Source records
PR #3054, opened 2022-07-18
Fix cross-grid/map container inserts

ElectroJr:
Container insert events were removing an entity from the lookup tree corresponding to the current-transform/parent, rather than the one it was in prior to insertion.

### DIFF
--- a/Robust.Shared/GameObjects/Systems/EntityLookupSystem.cs
+++ b/Robust.Shared/GameObjects/Systems/EntityLookupSystem.cs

What the exercise asks >> The answer must be exactly the lines from the one containing "--- a/Robust.Shared/GameObjects/Systems/EntityLookupSystem.cs" through the final line of the data, both ends included, and nothing else.

Finished task >>
--- a/Robust.Shared/GameObjects/Systems/EntityLookupSystem.cs
+++ b/Robust.Shared/GameObjects/Systems/EntityLookupSystem.cs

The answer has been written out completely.